Après avoir remporté, au moins temporairement la bataille sanitaire, encore faut-il ne pas précipiter ce petit département de montagne à l’économie plus fragile que son tempérament, dans le gouffre économique qui s’ouvre, béant devant le monde moderne. « Grâce à cette situation sanitaire plutôt satisfaisante, on estime qu’à ce jour, plus de 75 % des entreprises du BTP ont redémarré leur chantier » estime la préfète Valérie Hatsch alors que la communauté lozérienne prépare le coup d’après, la haute saison touristique.

L’heure verte de l’été touristique

 

Le département vert rêve d’une embellie pour que les confinés exténués viennent se ressourcer ici, au milieu des prairies et des forêts (43 % de la surface départementale), à base de randonnées et de convivialité villageoise tout en respectant les fameuses mesures barrière.  

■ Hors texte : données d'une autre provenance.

PR #46, opened 2016-09-07
output from analysis - RHMAP-9595

philbrookes:
# Motivation
When dump and analyse is complete, output any discovered issues to the user on stdout. 

# Changes
Add task to run after analysis.json is finished being written to output any discovered errors.

Example output:
```
Potential issue discovered in rhmap-core: check eventlog for any errors
  Details:
    Readiness probe failed: Get http://10.1.6.13:8080/sys/info/ping: dial tcp 10.1.6.13:8080: connection refused
    Cannot update deployment rhmap-core/fh-supercore-3 status to Pending: replicationcontrollers "fh-supercore-3" cannot be updated: the object has been modified; please apply your changes to the latest version and try again
Potential issue discovered in testingcloudapp1oldrr64: check eventlog for any errors
  Details:
    Cannot update deployment testingcloudapp1oldrr64/nodejs-frontend-1 status to Pending: replicationcontrollers "nodejs-frontend-1" cannot be updated: the object has been modified; please apply your changes to the latest version and try again
    Cannot update deployment testingcloudapp1oldrr64/redis-1 status to Pending: replicationcontrollers "redis-1" cannot be updated: the object has been modified; please apply your changes to the latest version and try again
Potential issue discovered in testingcloudappolderr64: check eventlog for any errors
  Details:
    Cannot update deployment testingcloudappolderr64/nodejs-frontend-1 status to Pending: replicationcontrollers "nodejs-frontend-1" cannot be updated: the object has been modified; please apply your changes to the latest version and try again
    Cannot update deployment testingcloudappolderr64/redis-1 status to Pending: replicationcontrollers "redis-1" cannot be updated: the object has been modified; please apply your changes to the latest version and try again
2016/09/07 15:54:25 Dumped system information to: rhmap-dumps/2016-09-07T14-53-57Z.tar.gz
```

This has discovered errors in 3 different projects:
-  rhmap-core
- testingcloudapp1oldrr64
- testingcloudappolderr64

I am not sure if this format is the most ideal, and I am open to suggestions, the problem really seems to be that there is quite a lot of text to output. So possibly it could look more brief like:
```
Potential issue discovered in rhmap-core: check eventlog for any errors
   For more information check the analysis.json in the archive
Potential issue discovered in testingcloudapp1oldrr64: check eventlog for any errors
   For more information check the analysis.json in the archive
Potential issue discovered in testingcloudappolderr64: check eventlog for any errors
   For more information check the analysis.json in the archive
```

Which is less immediately useful, but is far less clutter on the screen. Any thoughts?

### DIFF
--- a/analysis.go
+++ b/analysis.go
@@ -2,8 +2,14 @@ package main
 
 import (
 	"encoding/json"
-	"os"
+	"io/ioutil"
 	"path/filepath"
+)
+
+const (
+	analysisErrorNotDiscovered = iota
+	analysisErrorReadingDumpedResource
+	analysisErrorDiscoveredByAnalysis
 )
 
 // Info is a piece of information regarding a check, multiple Info can be
@@ -95,6 +101,9 @@ type Pods struct {
 // CheckTask is the interface which checks must implement.
 type CheckTask func(DumpedJSONResourceFactory) (Result, error)
 
+// AnalysisResults is a representation of the JSON analysis results file.
+type AnalysisResults map[string]map[string][]Result
+
 // GetAnalysisTasks creates all the analysis tasks and sends them one by one
 // down the tasks Channel.
 func GetAnalysisTasks(tasks chan<- Task, basepath string, projects []string, results chan<- CheckResults) {
@@ -102,7 +111,7 @@ func GetAnalysisTasks(tasks chan<- Task, basepath string, projects []string, res
 
 	// project specific analysis in here.
 	for _, p := range projects {
-		JSONResourceFactory := getDumpedJSONResourceFactory([]string{basepath, "projects", p})
+		JSONResourceFactory := getDumpedJSONResourceFactory(filepath.Join(basepath, "projects", p))
 		tasks <- CheckProjectTask(p, results, JSONResourceFactory)
 	}
 }
@@ -121,6 +130,7 @@ type getProjectCheckFactory func() []CheckTask
 // project or platform-wide.
 type CheckResults struct {
 	Scope   string `json:"scope"`
+	Name    string `json:"name,omitempty"`
 	Results []Result
 }
 
@@ -129,7 +139,7 @@ type CheckResults struct {
 // combined into a single JSON object and returned.
 func checkProjectTask(checkFactory getProjectCheckFactory, JSONResourceFactory DumpedJSONResourceFactory, project string, results chan<- CheckResults) Task {
 	return func() error {
-		result := CheckResults{Scope: project, Results: []Result{}}
+		result := CheckResults{Scope: "project", Name: project, Results: []Result{}}
 		checks := checkFactory()
 
 		var errors errorList
@@ -151,34 +161,29 @@ func checkProjectTask(checkFactory getProjectCheckFactory, JSONResourceFactory D
 	}
 }
 
-// DumpedJSONResourceFactory takes an array of strings describing the path to a
+// DumpedJSONResourceFactory takes a string containing the path to a
 // JSON file which will be parsed and loaded into the supplied interface.
-type DumpedJSONResourceFactory func([]string, interface{}) error
+type DumpedJSONResourceFactory func(string, interface{}) error
 
 // getDumpedJSONResourceFactory returns a factory which will load resource from
 // a given basepath. The factory parses the file contents as JSON and loads it
 // into the provided dest interface.
-func getDumpedJSONResourceFactory(basepath []string) DumpedJSONResourceFactory {
-	return func(path []string, dest interface{}) error {
-		file := filepath.Join(append(basepath, path...)...)
-		contents, err := os.Open(file)
+func getDumpedJSONResourceFactory(basepath string) DumpedJSONResourceFactory {
+	return func(path string, dest interface{}) error {
+		contents, err := ioutil.ReadFile(filepath.Join(basepath, path))
 		if err != nil {
 			return err
 		}
-		decoder := json.NewDecoder(contents)
-		if err := decoder.Decode(&dest); err != nil {
-			return err
-		}
-		return nil
+		return json.Unmarshal(contents, dest)
 	}
 }
 
 // CheckForWaitingPods checks all pods for any containers in waiting status.
 func CheckForWaitingPods(JSONResourceFactory DumpedJSONResourceFactory) (Result, error) {
-	result := Result{Status: 0, StatusMessage: "this issue was not detected", CheckName: "check pods for 'waiting' containers", Info: []Info{}, Events: []Event{}}
+	result := Result{Status: analysisErrorNotDiscovered, StatusMessage: "this issue was not detected", CheckName: "check pods for 'waiting' containers", Info: []Info{}, Events: []Event{}}
 	pods := Pods{}
-	if err := JSONResourceFactory([]string{"definitions", "pods.json"}, &pods); err != nil {
-		result.Status = 2
+	if err := JSONResourceFactory(filepath.Join("definitions", "pods.json"), &pods); err != nil {
+		result.Status = analysisErrorReadingDumpedResource
 		result.StatusMessage = "Error executing task: " + err.Error()
 		return result, err
 	}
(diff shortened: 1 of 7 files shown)


philbrookes:
@david-martin @pmccarthy @mikenairn @jessesarnovsky @rhcarvalho Any thoughts on the output formatting discussed above?

rhcarvalho:
The verbosity of the output depends on how we expect people to consume the information... Are we aiming that people will open the archive to look for things there themselves, or is the archive something that only support cares about?


We could also experiment with grouping by "problem", if that makes sense?

```
Pods with errors in the event log:
  Project: foo
  Pods: x, y, z, ...

Another error:
  lorem ipsum...
```


And we need to think about errors that are not part of any project, is that covered?

analysis.go
```diff
@@ -2,10 +2,16 @@ package main
 
 import (
 	"encoding/json"
-	"os"
+	"io/ioutil"
 	"path/filepath"
 )
 
+var (
```
rhcarvalho: const?

analysis.go
```diff
@@ -2,10 +2,16 @@ package main
...
+	analysisErrorNotDiscovered         = 0
+	analysisErrorReadingDumpedResource = 1
```
rhcarvalho: iota? https://golang.org/ref/spec#Iota

analysis.go
```diff
@@ -2,10 +2,16 @@ package main
 
 import (
 	"encoding/json"
-	"os"
+	"io/ioutil"
 	"path/filepath"
 )
 
+var (
+	analysisErrorNotDiscovered         = 0
```
rhcarvalho: Does this refer to an error or non-error condition?

main.go
```diff
@@ -197,8 +197,15 @@ func main() {
...
-	log.Print("Running analysis tasks...")
 	RunAllAnalysisTasks(runner, basePath, *concurrentTasks)
+
+	delta := time.Since(start)
+	// Remove sub-second precision.
+	delta -= delta % time.Second
+	log.Printf("Run all tasks in %v.", delta)
+
+	RunOutputTask(runner, basePath, *concurrentTasks)
+
```
rhcarvalho: extraneous new line

philbrookes:
@rhcarvalho I had intended for errors that are not part of a project (there are currently no implemented analysis of this type) would have `scope` of `platform`

analysis.go
philbrookes: I considered using a const, but doesn't that make code that uses this value harder to test?

analysis.go
philbrookes: Yeah, I read about iota yesterday, but I thought they only worked with const's!

rhcarvalho:
> @rhcarvalho I had intended for errors that are not part of a project (there are currently no implemented analysis of this type) would have scope of platform

Does that mean we'll get confused if a project is named "platform"? :smile:

analysis.go
rhcarvalho: Why harder? I don't get it.

analysis.go
rhcarvalho: How about we call it some positive name, instead of double negative?

analysisOk?

main.go
```diff
@@ -197,8 +197,15 @@ func main() {
 
 	runner := NewDumpRunner(basePath)
 
-	log.Print("Running dump tasks...")
+	log.Print("Running dump and analyse tasks...")
```
rhcarvalho: English question.. `analyse` or `analysis` or sth else? :)

output_results.go
```diff
@@ -0,0 +1,28 @@
+package main
+
+import (
+	"strings"
+	"io"
+)
+
+// RunOutputTask will read in the analysis.json file and output
+// any useful information to o or any errors to e.
+func RunOutputTask(o, e io.Writer, runner Runner, resourceFactory DumpedJSONResourceFactory, workers int) {
```
rhcarvalho: Why do we write it to 2 different writers?

Seems that so far `e` is never used?

output_results.go
```diff
@@ -0,0 +1,28 @@
...
+	analysisResults := AnalysisResults{}
+	resourceFactory("analysis.json", &analysisResults)
+
+	for scope, results := range analysisResults {
+		for _, result := range results {
+			if result.Status != 0 {
+				o.Write([]byte("Potential issue discovered in " + scope + ": " + result.CheckName + "\n"))
```
rhcarvalho: This works, but perhaps would be cleaner to use `fmt.Fprintf`?

```go
fmt.Fprintf(o, "Potential issue discovered in %s: %s\n", scope, result.CheckName)
```

output_results.go
```diff
@@ -0,0 +1,28 @@
...
+
+// RunOutputTask will read in the analysis.json file and output
+// any useful information to o or any errors to e.
+func RunOutputTask(o, e io.Writer, runner Runner, resourceFactory DumpedJSONResourceFactory, workers int) {
+	analysisResults := AnalysisResults{}
+	resourceFactory("analysis.json", &analysisResults)
+
+	for scope, results := range analysisResults {
+		for _, result := range results {
+			if result.Status != 0 {
```
rhcarvalho: Please replace 0 with the constant it stands for.

tasks.go
```diff
@@ -167,8 +154,11 @@ func RunAllAnalysisTasks(runner Runner, path string, workers int) {
 
 	// Listen to the checkResults channel and write all the results into
 	// the analysis.json file
+	var writeWait sync.WaitGroup
```
rhcarvalho: Maybe this function is doing too much to have 2 WaitGroups...

output_results.go
philbrookes: yeah this is much tidier! I'll update it now

rhcarvalho:
@philbrookes wouldn't it be easier if we didn't have to load JSON from a file?
One way or another, we already have the results as a Go struct/slice/idk, then we serialize it, and deserialize it back...

output_results.go
```diff
@@ -11,19 +12,19 @@ func RunOutputTask(o io.Writer, e io.Writer, resourceFactory DumpedJSONResourceF
...
 
 	for scope, results := range analysisResults {
 		for _, result := range results {
 			if result.Status != 0 {
-				o.Write([]byte("Potential issue discovered in " + scope + ": " + result.CheckName + "\n"))
+				fmt.Fprintf(o, "Potential issue discovered in %s: %s\n", scope, result.CheckName)
 				o.Write([]byte("  Details:\n"))
 				for _, info := range result.Info {
-					o.Write([]byte("    " + strings.Replace(strings.TrimSpace(info.Message), "\n", "\n    ", -1) + "\n"))
+					fmt.Fprintf(o, "    %s\n", strings.Replace(strings.TrimSpace(info.Message), "\n", "\n    ", -1))
```
rhcarvalho: What are we trying to accomplish here with strings.TrimSpace and strings.Replace?
I wonder if we can get the same outcome without so much manipulation?

main.go
philbrookes: hmm, I'm not sure... I think you analyse something to get an analysis as the result? So analyse is the action and analysis is the object? 

I'm getting semantic satiation on this word now!

output_results.go
philbrookes: The messages that come out of the event log have newlines in them. So this is replace the newlines with indented newlines that match the formatted output.

philbrookes: The trim is because some of the messages in the event log have a newline at the end, which causes occasional blank lines in the output.

philbrookes:
> > @rhcarvalho I had intended for errors that are not part of a project (there are currently no implemented analysis of this type) would have scope of platform
>
> Does that mean we'll get confused if a project is named "platform"? 😄

Ha, good point, yes that would cause a problem alright. Maybe the solution here is scope could be either "project" or "platform" and a new field like "name" can be the project name?

philbrookes:
> @philbrookes wouldn't it be easier if we didn't have to load JSON from a file?
> One way or another, we already have the results as a Go struct/slice/idk, then we serialize it, and deserialize it back...

This seems sensible, I'll make it work this way.

output_results.go
rhcarvalho: Possibly overkill, but I knew godoc had code to rewrap and indent text:
https://play.golang.org/p/gRSnFC-gDp

rhcarvalho:
```go
package main

import (
	// ...
	"go/doc"
	// ...
)

// taken from go/src/cmd/doc/pkg.go
const (
	punchedCardWidth = 80
	indentedWidth    = punchedCardWidth - len(indent)
	indent           = "    "
)

// ...

doc.ToText(o, event.Message, "", indent, indentedWidth)
```

Though I'm not sure if that does what we want :-)

rhcarvalho:
LGTM, we can revisit the output format later if we want.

Christian Chavignon,  réputé  chef cuisinier exploite avec son épouse le relais de Saint Roch, un hôtel de charme et la petite maison à Saint Alban-sur-Limagnole.  Ils attendent leurs  clients fidèles pour cet été. (c) Topsud News
Christian Chavignon, réputé chef-cuisinier exploite avec son épouse le relais de Saint Roch, un hôtel de charme et La Petite Maison, restaurant  gastronomique à Saint Alban-sur-Limagnole. Ils attendent leurs clients fidèles pour cet été. (c) Topsud News

Mais pour cela encore faut-il rouvrir à temps les commerces du bien-vivre et de la convivialité qui riment ici avec bien-manger. Sur les hauteurs de la Margeride, à Saint Alban-sur- Limagnole, Christian Chavignon, le président départemental de l’ UMIH (Union des métiers de l’industrie hôtelière) peine encore à y voir clair à quelques jours du déconfinement. « L’onde de choc pour les bars et surtout les restaurants de Lozère est d’une violence absolue. Et nous sommes encore aujourd’hui dans l’incertitude absolue. Aucune visibilité sur la saison qui s’avance même si notre territoire rural devrait attirer beaucoup de monde à la recherche des grands espaces qui ont tellement fait défaut pendant la période de confinement. J’attends de découvrir les recommandations sanitaires qui seront appliquées à nos établissements » explique le chef qui exploite avec son épouse le relais saint Roch et surtout La Petite Maison, une des meilleures table du haut plateau de la Margeride. A priori la phase 1 du déconfinement du 11 mai ne bouleversera pas le quotidien des lozériens qui attendent plutôt la phase 2 programmée pour le 2 juin, date à laquelle on pourra enfin déguster au bord des routes autre chose que des sandwichs ou un casse-croûte tirés de la saquette comme dans les années soixante.